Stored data
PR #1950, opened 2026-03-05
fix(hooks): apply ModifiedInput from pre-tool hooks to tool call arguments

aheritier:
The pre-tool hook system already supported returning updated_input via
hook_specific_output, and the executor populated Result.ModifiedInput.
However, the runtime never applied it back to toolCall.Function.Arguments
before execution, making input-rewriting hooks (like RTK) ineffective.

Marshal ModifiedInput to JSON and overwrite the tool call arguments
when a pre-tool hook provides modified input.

...

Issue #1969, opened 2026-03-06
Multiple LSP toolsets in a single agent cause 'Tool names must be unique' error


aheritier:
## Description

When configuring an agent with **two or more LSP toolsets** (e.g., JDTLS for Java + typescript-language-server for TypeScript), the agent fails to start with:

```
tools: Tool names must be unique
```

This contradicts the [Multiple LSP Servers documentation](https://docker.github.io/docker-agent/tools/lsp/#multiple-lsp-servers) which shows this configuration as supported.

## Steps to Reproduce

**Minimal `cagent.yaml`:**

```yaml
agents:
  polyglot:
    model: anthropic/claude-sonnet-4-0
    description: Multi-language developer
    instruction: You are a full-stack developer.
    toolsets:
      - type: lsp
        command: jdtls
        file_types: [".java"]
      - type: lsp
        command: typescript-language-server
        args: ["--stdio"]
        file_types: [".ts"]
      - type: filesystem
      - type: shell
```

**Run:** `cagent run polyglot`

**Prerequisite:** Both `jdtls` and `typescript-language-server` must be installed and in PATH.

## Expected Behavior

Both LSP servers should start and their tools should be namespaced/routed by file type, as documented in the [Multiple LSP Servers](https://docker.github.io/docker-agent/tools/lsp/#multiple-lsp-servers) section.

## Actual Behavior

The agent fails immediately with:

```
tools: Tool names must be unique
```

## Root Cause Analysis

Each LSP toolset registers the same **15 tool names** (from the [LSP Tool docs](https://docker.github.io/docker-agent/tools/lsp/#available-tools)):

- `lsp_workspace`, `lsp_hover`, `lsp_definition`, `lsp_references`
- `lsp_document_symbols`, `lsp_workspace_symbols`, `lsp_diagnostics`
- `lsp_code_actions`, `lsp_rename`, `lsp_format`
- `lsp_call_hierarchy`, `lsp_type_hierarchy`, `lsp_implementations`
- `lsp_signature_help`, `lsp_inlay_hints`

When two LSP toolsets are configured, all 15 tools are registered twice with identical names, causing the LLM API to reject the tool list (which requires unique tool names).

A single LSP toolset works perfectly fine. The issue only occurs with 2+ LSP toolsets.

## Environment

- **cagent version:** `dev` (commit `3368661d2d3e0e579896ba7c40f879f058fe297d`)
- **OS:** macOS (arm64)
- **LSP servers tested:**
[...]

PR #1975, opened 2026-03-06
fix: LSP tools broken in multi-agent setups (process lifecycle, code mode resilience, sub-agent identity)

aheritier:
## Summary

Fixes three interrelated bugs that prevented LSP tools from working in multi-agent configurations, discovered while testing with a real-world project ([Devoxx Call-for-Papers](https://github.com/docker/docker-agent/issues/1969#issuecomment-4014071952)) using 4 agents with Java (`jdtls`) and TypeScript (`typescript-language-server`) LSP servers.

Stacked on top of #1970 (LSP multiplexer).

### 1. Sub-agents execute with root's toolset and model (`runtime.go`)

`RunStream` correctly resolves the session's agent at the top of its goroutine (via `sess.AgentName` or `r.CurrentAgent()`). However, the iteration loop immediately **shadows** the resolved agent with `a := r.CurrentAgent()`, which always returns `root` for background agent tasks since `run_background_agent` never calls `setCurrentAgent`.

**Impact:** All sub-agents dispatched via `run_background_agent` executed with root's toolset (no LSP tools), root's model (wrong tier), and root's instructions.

== WHAT TO WORK ON ==
Going back over the entries above, copy word for word every line from the one that has "PR #1950, opened 2026-03-05" on through the one that has "when a pre-tool hook provides modified input.".

== TASK OUTPUT ==
PR #1950, opened 2026-03-05
fix(hooks): apply ModifiedInput from pre-tool hooks to tool call arguments

aheritier:
The pre-tool hook system already supported returning updated_input via
hook_specific_output, and the executor populated Result.ModifiedInput.
However, the runtime never applied it back to toolCall.Function.Arguments
before execution, making input-rewriting hooks (like RTK) ineffective.

Marshal ModifiedInput to JSON and overwrite the tool call arguments
when a pre-tool hook provides modified input.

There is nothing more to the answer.